My favorite mornings happen on Sunday—usually.
The mornings when I get to wake up slowly.
Play some music.
Stay in my pajamas.
My hair a mess, and no agenda but to write whatever is dancing in my head.
My fingers are stretching, ready for the task ahead. Writing for you and me.
Maybe you want to bring french-roasted coffee or some green tea, some grapes, a banana?
Invite your soft blanket, and let us begin…
It all started with a curious star. She always couldn’t wait for the night to come, so she and all the stars could start to shine. She looked upon Earth, everybody asleep.
She was fascinated by humans and how they lived their lives. They do yoga, chop wood, dance salsa, garden, paint mountains on a canvas, write articles, cook delicious peach pies, kiss their babies, teach math.
The star’s purpose was to illuminate the sky every night. She felt empty; she wanted to do more than just shine.
“There are so many of us anyway,” she thought to her shiny self, one night. “I want to be with them, illuminate their lives, not just their nights.”
Yann Tiersen is playing the piano, a soundtrack from the movie “Amelie,” my fingers are typing.

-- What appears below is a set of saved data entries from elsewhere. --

PR #172, opened 2024-01-01
Frontend category view

Elfangor93:
Extending the frontend category view.

grafik

`$this->item->parent`
Item object of the parent category. Information about the parent category.

`$this->item->children`
List of subcategory item objects. Information about the subcategories.

`$this->item->images`
List of image item objects of this category. Including pagination and filter objects to create a pagination and a filter form. 

### How to test
Visit `index.php?option=com_joomgallery&view=category` (category view) in the frontend. There is now a filter form on top of the image grid and a pagination below.
grafik

### DIFF
--- a/.gitignore
+++ b/.gitignore
@@ -14,3 +14,4 @@
 /administrator/com_joomgallery/joomgallery.xml
 /administrator/com_joomgallery/joomgallery_old.xml
 node_modules
+joomgallery_old.xml
--- a/administrator/com_joomgallery/layouts/joomla/form/field/radio/configbtns.php
+++ b/administrator/com_joomgallery/layouts/joomla/form/field/radio/configbtns.php
@@ -54,7 +54,10 @@ $classToggle = $isBtnGroup ? 'btn-check' : 'form-check-input';
 $btnClass    = $isBtnGroup ? 'btn btn-outline-secondary' : 'form-check-label';
 $blockStart  = $isBtnGroup ? '' : '<div class="form-check">';
 $blockEnd    = $isBtnGroup ? '' : '</div>';
-$configName  = explode('__', $id)[1];
+
+// Catch config name from form field name
+$configName_arr = explode('jg_', $name);
+$configName = preg_split('/[!"`#%&.,:;<>=@{}~\$\(\)\*\+\/\\\?\[\]\^\|]+/', end($configName_arr))[0];
 
 // Add the attributes of the fieldset in an array
 $containerClass = trim($class . ' radio' . ($readonly || $disabled ? ' disabled' : '') . ($readonly ? ' readonly' : ''));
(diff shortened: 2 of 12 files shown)


eumel1602:
I'm assuming this PR is just about the category view functionality?? (Images not sorted? I didn't discover any errors in the images at first)

When I click on the "Back to: Parent Category" button from a root category (main category), I get an error message "0":
Contents:
```
0
Please provide a valid record ID, alias or filename.
```

AlexanderSupp:
When the entered filter value does not match, I have no chance to continue. I expect a specific message and the possibility to continue. If the entered filter value is present, the images are displayed.

AlexanderSupp:
The number of possible pages is incorrect. With only 2 images and a page content of a possible 20 images, only one page is correct. If the last page is displayed, the next page always shows the images from the last page.
Screenshot 2024-01-02 192301

AlexanderSupp:
The allocation of the number of images per page works correctly. The sorting shows a result.
Perhaps the fixes to the issues mentioned here are not addressable in this PR. 
I can not say anything about this.

Elfangor93:
@AlexanderSupp The number of sites in the pagination should be fixed. But it irritates me that the search field is displayed for you but it shouldn't.
grafik

Can you please check, if the searchtools layout file is available in your installation and if there is no template override for that file.
grafik

MrMusic:
>Can you please check, if the searchtools layout file is available in your installation and if there is no template override for that file.

There is no layout folder in components/com_joomgallery...
I think the folder entry is missing in the joomgallery.xml: `<folder>layouts</folder>`

rowi68:
Works correctly.
I have noticed 2 things:
1. The categories are sorted in descending order and i see no way to set this ( or I don't know where )
2. Empty catgories are not displayed

Elfangor93:
>The categories are sorted in descending order and i see no way to set this ( or I don't know where )

Subcategories should be sorted as "Ordering ascending" and it is done with the code
`$listModel->setState('list.fullordering', 'a.lft ASC');`
Its not ment to be changed within this PR.

>Empty catgories are not displayed

This is correct. The following subcategories are not displayes: unpublished, hidden, empty
Therefore a subcategory must be published, not hidden and must have at least one image to be displayed.

I will not change this behavior in this PR since the PR focuses on pagination and ordering of images, not subcategories.

rowi68:
Have made new installation of this PR and "Ordering ascending" of categories is correct. :+1:

reilldesign:
The introduction of pagination and the option to select the number of photos displayed is a great feature and works perfectly in my test installation.

Please add the two values previous and next to the following link classes.

<a class="page-link **previous**" aria-label="Go to previous page" ...

<a class="page-link **next**" aria-label="Go to next page" ...

This will make it easier for me to integrate the Infinity scroll (load more button) in the next pull request.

I picture myself as a pianist, playing notes to create a melody coming together word by word, and it starts to have some rhythm.
The air feels cold, and the sun is slowly waking up, making its way through all the cities that have requested his presence before us.
Steaming vanilla-hazelnut coffee, the neighbor to my right hand. A melody is coming together; a sip of coffee here; typing two (maybe three) words; eating a green grape; it tastes crisp, fresh from being inside the fridge; typing again; another sip. And so it goes…
Sometimes, when I look at the stars, I feel they reflect our inner light like they want to remind us that we are in this world to shine.
Today, my mind can’t stop thinking of that idea—that all of us have inside us the dust of stars.
The beginning of something more…
All the stars knew that if they ever left the sky and tried to reach Earth, their components would explode into millions of tiny pieces of dust.
“If I stay in the sky, I would live for many, many years, just standing, being a light.
If I go where the humans are, all that I am will stay with them. They will have me in their trees, their air, their flowers, their mountains; I could cover their crops.
When they breathe, I will live inside them, and my light will rest inside their chest, in their thumping, warm hearts.
Every time they get lost or feel hopeless, I would poke their hearts and remind them of the light they carry inside.
I want to light their days. The rest of the stars, all my family, will illuminate their nights.”
And so one night she did—she came down to Earth and boom—like a million shooting stars, scattered all over the blue air.
Tiny gold dust shining all around.
The sky turned so bright, a gold reflection covered the whole world, as if Earth were a luminous star.
I hope you can see some gold-glaring dust of stars reflecting in your eyes—how beautiful and special you are.
If you press against your heart, there it is—that light that sometimes pokes at our heart, reminding us to shine, to share our light with others, as this star did with us.